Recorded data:
-.-.-
PR #3340, opened 2018-05-23
chain_plugin parameter --contracts-console added #3339

moskvanaft:


moskvanaft:
@sergmetelin , added, see #3385

PR #3342, opened 2018-05-23
Set Chain ID from CMake

larryk85:
Added support for setting the chain id with cmake.  Added the flag CHAIN_ID, this can be set to some hashed hex string.  If no flag is given then the default hash is from "eosio::chain version 1.0".


libraries/chain/include/eosio/chain/chain_id.hpp
```diff
@@ -0,0 +1,5 @@
+#pragma once
```
bytemaster: This is a generated file, it shouldn't be checked in.

bytemaster:
This commit changes to much with the following problems

- [ ] config.hpp is included by everything, every time cmake runs we have to rebuild the world
- [ ] we should only change the implementation of the default constructor for chain_id_type and only in the chain_id.cpp file.  This will prevent us from rebuilding the world.

kesar:
Could we expose it also in get_info ? then clients / portals can identify a chain by that 🙏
-.-.-
*AIM OF THE EXERCISE*: How many of the lines above hold "bytemaster"? Answer with only the number.

*EXPECTED ANSWER*: 2